*** Task inputs ***

Issue #3641, opened 2024-08-25
Lock Screen Notification Text Color Inverted in Dark Mode


nickb24:
### Subject of the issue
Link to the discussion thread:  https://github.com/NightscoutFoundation/xDrip/discussions/3617
Every time a new reading comes in with the screen off and you turn the screen on, the xDrip ongoing notification colors are inverted.

### Your environment
- 20240807
- G6 and Nightscout Follower for testing
- Android 14

### Expected behavior
In dark mode, text should be white on the xDrip notifications at all times.

### Actual behavior

https://github.com/user-attachments/assets/90b0ebe6-ab2d-4fb8-a7e0-e90e45c9b9f5

It has to do with the specific color you set in the Android theme settings. I had mine set to blue, and with that setting when setting the target sdk to 24 it causes the bug. sdk 23 or 29 don't have it. I was able to reproduce on an emulator as seen in the video. The bug is weird though since as you can see in the video, if you go past the lock screen and pull down the notification once, then it fixes the color. It stays correct until the notification refreshes after 5 minutes (when the next glucose reading comes in).

### Steps to reproduce the behavior:
See video above.

jamorham:
You mention target sdk level 29, do you know about 25, 26, 27, 28 ? The reason I ask is that we would plan to incrementally advance targetsdk levels because there are associated issues with each level - some of which we may not be able to overcome. So if this problem doesn't exist on the next target sdk level than that would be a convenient fix compared to anything more drastic.

jamorham:
Ok thanks, that is useful but changing targetSdk level to 29 is a gigantic change in terms of app behavior so I am hoping to find a resolution which doesn't involve doing that.

Navid200:
> changing targetSdk level to 29 is a gigantic change  

I agree.  

When we retired Android 6 a few months ago, there were complaints even though Android 6 is really old.

If we change the target to 29, we will be retiring 7, 8 and 9.   If we do that now, we will be denying access to xDrip to a significant population worldwide.  It is too soon for that now.
The next step should be retiring Android 7 and I hope we can delay that as much as possible.

Navid200:
I see.  Thanks for correcting me.

jamorham:
The most significant thing about changing the targetSdk level is that it opts the app in to new behaviors and restrictions.

Navid200:
If we had a fully functional alpha channel, many would be using it and the Nightly channel would then be what it in my opinion should really be to test things like this.

[...]

PR #3675, opened 2024-09-20
Make sensor expiry notifications customizable to the minute

DmitriyShepelev:
Implements idea introduced in https://github.com/NightscoutFoundation/xDrip/discussions/3666.

Note that the current way of hard coding notifications at 24, 12, 6, and 2 hours before sensory expiry is preserved if a custom value isn't supplied.

Tested locally using phone and smartwatch.


DmitriyShepelev:
@Navid200 Kindly requesting your review. 😊

Navid200:
I can only give you my opinion.  Only the approval of the repository owner matters as far as what is merged and what is not.

In general, I would never include translations in a PR.  It makes your PR look  bigger than it really is.  And translations should be added by translators in Crowdin, not be developers in a PR.  

But, my main concern with this is that I don't think we should have alerts for sensor expiry.  We should instead have reminders.  
I don't believe anyone should wait for their sensor to expire before they insert the next one.  They can if they choose to.  But, no one should feel that it is necessary to wait for a sensor to stop before starting the next one.

To expand on that, imagine if something comes up for you and you don't get to start your sensor at the time you would have liked.  Let's say by the time you take care of the unexpected, you end up starting your sensor 4 hours later than you would have liked.  
There is no reason to start your next sensor 4 hours late just because you started the current one 4 hours late.
Four hours before your current sensor stops, you can start your next so that you go back to your preferred schedule.  No one can complain if you do that.
In this scenario, if you have an alert that goes off with respect to when the sensor is going to expire, it will actually go off 4 hours too late.

That's why reminders, multiple of them, instead of one alert will let you plan your day such that you get to start the sensor exactly when you need to.  

I agree that if a sensor expires, that requires an alert.  If I forgot that my sensor was expiring and I let it expire, I need an alert.  That alert (notification) already exists.  
You pointed out, in the discussion, that instead of that alert going off exactly when the sensor expires, it should go off may be 10-15 minutes before.
I buy that.  I am happy to work on that with you to improve xDrip.  But, that is not giving the user the option to define when it should go off.  I don't see a reason for that.

In my opinion, we can modify the existing sensor alert (not the existing sensor expiry notification) such that in addition to the timings that it currently has, it would have an additional notification at 15 minutes to expiry and we can set only that one not to be silent.  
Would that be acceptable to you?

We will still need to get the lead developer to review and approve.  I can not promise approval.  But, that change makes sense to me at least.
That's why I am asking your opinion.

wirbel-at-vdr-portal:
"To expand on that, imagine if something comes up for you and you don't get to start your sensor at the time you would have liked. Let's say by the time you take care of the unexpected, you end up starting your sensor 4 hours later than you would have liked."

That's why i would like to see that the 12hr/24hr sensor expiry time would be more clearly understandable for non-english users. They're always confused by the AM versus PM difference (which one of these is before or after lunch..), instead of 24hrs as they use.

That would add up to an 12hr+ issue in case of misunderstanding.

DmitriyShepelev:
> In this scenario, if you have an alert that goes off with respect to when the sensor is going to expire, it will actually go off 4 hours too late.

In this case, the user can just change the minutes before sensor expiry alert to go off 4 hours earlier than previously.

> That's why reminders, multiple of them, instead of one alert will let you plan your day such that you get to start the sensor exactly when you need to.

I don't find this functionality desirable, but my change preserves it for those who do.

My belief is that users should have the freedom to maximally customize their diabetes management, with minimal developer input.

@jamorham May you please review my PR?

Navid200:
As a diabetic, I am with you 100%.  I want to have absolute freedom.

As a developer, I am aware that 90% of those who have made changes to xDrip have disappeared and are no where to be found.
Look at the number of open issues in this repository.  Many of them are related to things that used to work, but don't any more.

Look at this: https://github.com/NightscoutFoundation/xDrip/issues/3641
You would think that this should just be a piece of cake to fix.  But, it's not.  

Any change made to xDrip, in my opinion, should have a very good reason addressing a serious shortcoming.

We have had a request to allow the 12-hour alert to become non silent as an option.
It is on my to-do list to open a submission for that.
It may be possible to make that single portion of the alert further customizable to also allow the time to be adjusted.

PR #3704, opened 2024-10-08
Persistent High Alert Threshold

Navid200:
This allows you to adjust your persistent high alert threshold without changing the readings colors on the screen or the statistics range limits.


Navid200:
| Before | After |  
| ------- | ------ |  
| Screenshot_20241008-112742 | Screenshot_20241008-112029 |

Navid200:
**Submenus**  

Screenshot_20241008-112055  
Screenshot_20241008-112112  
Screenshot_20241008-112127  
Screenshot_20241008-112143

Navid200:
There are only 2 new settings.  But, there were already many settings on the Extra Alerts page.  Instead of adding 2 more settings to it, I have created 4 submenus and the 2 new settings have been added to the Persistent High Alert submenu.  

I have renamed some of the existing settings now that they are on submenus.  As as example when the sound options for the persistent high alert and forecast low alert were on the same page, we need identifying names for them.  Now, each of those is on a submenu for the corresponding alert.  They don't need detail names any longer as the title of the submenu page identifies everything on that page.

Navid200:
By default, Threshold: High Value is enabled.  Therefore, on a fresh install or after an update, the persistent high alert will use the High Value as its threshold. 

This has been tested and is ready for a review.

Navid200:
When Threshold: High Value is enabled (default), the Threshold setting is disabled.  So, the value is dimmed and tapping on it will do nothing.  

When Threshold: High Value is disabled, the value shown as the summary on Threshold is bold and you can tap on it to edit it.  
Screenshot_20241008-112243

app/src/main/res/values/strings.xml
```diff
@@ -436,15 +438,15 @@
     <string name="new_version_date_colon">"New Version date: "</string>
     <string name="old_version_date_colon">"Old Version date: "</string>
     <string name="speak_your_note_text">Speak your note text</string>
-    <string name="alarm_if_above_high_value">Alarm if above high value</string>
+    <string name="alarm_if_above_high_value">Notify if above threshold and not falling for long</string>
```
jamorham, line 441: I don't think this english is clear what this means

Navid200: How about this instead?  

*Notify if above threshold for longer than the specified time below*

Navid200: I have changed the string to something that I hope is more clear.

Thanks for the review

jamorham (approved):

Navid200:
Thanks

Navid200:
While testing this before submitting the PR, I noticed something:

If you change the units and go right away to the persistent high alert without first going to the xDrip main screen, you will see the threshold shown without any units:
Screenshot_20241012-202526  
  
If you go to the main screen first, and then go to the persistent high alert page, the threshold unit will be shown correctly.  

I tested and noticed that the speak alert page behaved exactly the same way with respect to the "When changed by" item.  

So, I thought the reason we have never done anything about this could be that no one would ever need to keep changing their units back and forth.  After one changes their unit, they will leave it alone for a very long time may be forever.  So, this is not something that many would experience.

However, if you are testing a new feature, you may be doing this just to verify, which is exactly how I noticed it.

I am reporting this now because I think late is better than never.  I am sorry I did not report this earlier.
I can fix this if you think it is necessary.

*** End of Task inputs ***

• **Problem to work on**
In the lines above, spot each one that contains the word "enabled" and copy it.

• **Output for this exercise**
By default, Threshold: High Value is enabled.  Therefore, on a fresh install or after an update, the persistent high alert will use the High Value as its threshold. 
When Threshold: High Value is enabled (default), the Threshold setting is disabled.  So, the value is dimmed and tapping on it will do nothing.  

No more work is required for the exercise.